[DATA TO PROCESS — start]

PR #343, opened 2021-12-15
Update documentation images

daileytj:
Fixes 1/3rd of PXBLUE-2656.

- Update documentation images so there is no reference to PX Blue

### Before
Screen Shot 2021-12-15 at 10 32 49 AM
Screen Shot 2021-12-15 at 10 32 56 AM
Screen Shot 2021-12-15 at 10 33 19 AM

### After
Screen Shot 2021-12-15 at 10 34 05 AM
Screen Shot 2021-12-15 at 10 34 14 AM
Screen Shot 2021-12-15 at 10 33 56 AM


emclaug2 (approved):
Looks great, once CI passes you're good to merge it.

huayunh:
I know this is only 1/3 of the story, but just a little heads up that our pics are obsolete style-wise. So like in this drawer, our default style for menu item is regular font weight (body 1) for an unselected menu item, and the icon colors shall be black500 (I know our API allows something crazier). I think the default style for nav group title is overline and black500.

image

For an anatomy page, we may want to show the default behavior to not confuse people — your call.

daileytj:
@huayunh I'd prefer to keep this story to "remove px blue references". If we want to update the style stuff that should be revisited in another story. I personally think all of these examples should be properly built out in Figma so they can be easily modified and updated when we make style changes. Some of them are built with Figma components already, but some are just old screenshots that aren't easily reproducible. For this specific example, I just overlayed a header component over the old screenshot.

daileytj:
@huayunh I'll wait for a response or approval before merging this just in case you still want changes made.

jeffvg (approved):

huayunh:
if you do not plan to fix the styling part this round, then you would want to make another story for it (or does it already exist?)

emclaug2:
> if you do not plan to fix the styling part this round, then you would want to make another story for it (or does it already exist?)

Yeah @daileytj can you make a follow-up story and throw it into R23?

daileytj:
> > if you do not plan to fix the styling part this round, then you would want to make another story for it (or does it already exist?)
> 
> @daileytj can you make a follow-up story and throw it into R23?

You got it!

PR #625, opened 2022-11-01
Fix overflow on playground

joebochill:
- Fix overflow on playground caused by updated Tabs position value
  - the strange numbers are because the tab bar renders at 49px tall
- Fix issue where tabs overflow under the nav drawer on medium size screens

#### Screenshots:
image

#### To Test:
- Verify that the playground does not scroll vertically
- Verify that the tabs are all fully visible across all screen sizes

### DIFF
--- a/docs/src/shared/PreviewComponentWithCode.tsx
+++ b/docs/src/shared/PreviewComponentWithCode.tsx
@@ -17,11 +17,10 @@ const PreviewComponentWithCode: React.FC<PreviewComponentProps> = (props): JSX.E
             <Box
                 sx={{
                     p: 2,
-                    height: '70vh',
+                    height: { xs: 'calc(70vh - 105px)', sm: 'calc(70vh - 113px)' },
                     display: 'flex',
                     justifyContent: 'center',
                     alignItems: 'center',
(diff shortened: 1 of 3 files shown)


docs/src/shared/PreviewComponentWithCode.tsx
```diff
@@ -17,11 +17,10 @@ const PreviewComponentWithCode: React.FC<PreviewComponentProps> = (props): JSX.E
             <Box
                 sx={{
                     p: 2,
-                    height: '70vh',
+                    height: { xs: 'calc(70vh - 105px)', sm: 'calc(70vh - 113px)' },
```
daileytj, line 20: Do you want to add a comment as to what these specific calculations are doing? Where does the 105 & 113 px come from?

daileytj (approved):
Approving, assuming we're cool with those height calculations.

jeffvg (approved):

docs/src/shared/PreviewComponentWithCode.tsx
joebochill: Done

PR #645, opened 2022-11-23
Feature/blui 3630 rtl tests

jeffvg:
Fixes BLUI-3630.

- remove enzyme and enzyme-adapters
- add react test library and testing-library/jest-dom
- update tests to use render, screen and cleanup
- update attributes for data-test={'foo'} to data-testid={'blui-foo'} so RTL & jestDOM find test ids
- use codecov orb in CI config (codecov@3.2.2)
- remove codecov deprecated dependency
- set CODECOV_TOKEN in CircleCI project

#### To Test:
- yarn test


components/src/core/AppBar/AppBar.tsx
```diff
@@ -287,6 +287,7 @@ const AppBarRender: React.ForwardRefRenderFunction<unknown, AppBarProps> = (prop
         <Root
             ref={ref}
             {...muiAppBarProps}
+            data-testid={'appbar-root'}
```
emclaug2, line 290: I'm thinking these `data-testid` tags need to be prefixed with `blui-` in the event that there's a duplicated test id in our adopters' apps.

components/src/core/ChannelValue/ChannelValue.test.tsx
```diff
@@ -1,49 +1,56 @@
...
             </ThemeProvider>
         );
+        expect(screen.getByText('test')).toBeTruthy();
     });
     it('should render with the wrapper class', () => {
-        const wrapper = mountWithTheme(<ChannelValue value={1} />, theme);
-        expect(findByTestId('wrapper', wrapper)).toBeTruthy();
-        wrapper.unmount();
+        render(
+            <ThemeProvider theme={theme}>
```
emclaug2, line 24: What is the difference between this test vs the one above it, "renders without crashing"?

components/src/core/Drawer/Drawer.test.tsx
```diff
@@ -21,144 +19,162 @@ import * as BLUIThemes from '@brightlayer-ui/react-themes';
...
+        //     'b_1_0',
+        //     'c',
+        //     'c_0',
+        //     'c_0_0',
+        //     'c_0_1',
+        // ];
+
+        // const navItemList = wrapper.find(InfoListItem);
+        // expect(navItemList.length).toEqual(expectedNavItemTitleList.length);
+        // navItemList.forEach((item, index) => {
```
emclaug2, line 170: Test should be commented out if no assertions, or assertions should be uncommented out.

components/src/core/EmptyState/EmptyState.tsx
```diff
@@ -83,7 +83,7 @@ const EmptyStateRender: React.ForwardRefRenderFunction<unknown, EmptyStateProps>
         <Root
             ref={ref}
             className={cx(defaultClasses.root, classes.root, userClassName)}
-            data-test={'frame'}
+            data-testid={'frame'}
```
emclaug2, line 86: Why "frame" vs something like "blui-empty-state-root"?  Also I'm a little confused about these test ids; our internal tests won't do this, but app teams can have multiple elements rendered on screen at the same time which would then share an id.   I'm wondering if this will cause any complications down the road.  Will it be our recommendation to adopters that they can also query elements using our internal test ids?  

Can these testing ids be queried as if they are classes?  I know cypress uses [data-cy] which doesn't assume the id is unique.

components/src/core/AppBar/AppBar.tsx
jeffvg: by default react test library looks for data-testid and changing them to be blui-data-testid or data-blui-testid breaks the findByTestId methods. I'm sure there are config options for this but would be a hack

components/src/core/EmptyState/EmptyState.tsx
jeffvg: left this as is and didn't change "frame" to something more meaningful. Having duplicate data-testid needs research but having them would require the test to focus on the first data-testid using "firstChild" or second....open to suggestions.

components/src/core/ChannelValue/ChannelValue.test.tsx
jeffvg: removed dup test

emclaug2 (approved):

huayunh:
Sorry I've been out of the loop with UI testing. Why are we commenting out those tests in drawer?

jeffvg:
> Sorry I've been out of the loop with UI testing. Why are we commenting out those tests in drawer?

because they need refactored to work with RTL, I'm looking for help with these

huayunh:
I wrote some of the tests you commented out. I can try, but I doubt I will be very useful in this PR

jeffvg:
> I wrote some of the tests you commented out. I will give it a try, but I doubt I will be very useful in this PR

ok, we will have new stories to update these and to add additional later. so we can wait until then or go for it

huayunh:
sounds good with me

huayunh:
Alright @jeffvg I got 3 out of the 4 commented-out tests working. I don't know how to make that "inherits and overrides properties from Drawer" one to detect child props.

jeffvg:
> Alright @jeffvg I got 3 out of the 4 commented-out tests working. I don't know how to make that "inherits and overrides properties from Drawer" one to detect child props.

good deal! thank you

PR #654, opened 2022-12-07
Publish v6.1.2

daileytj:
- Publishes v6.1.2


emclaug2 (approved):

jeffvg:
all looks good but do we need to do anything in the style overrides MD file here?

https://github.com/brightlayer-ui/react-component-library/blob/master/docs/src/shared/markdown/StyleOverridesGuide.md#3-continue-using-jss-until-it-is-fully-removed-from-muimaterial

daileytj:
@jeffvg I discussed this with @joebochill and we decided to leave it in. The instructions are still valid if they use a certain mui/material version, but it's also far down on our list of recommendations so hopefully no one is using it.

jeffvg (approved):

[DATA TO PROCESS — finish]

## WHAT THIS TASK INVOLVES
Output only the number of lines above holding "overflow".

## TASK ANSWER
3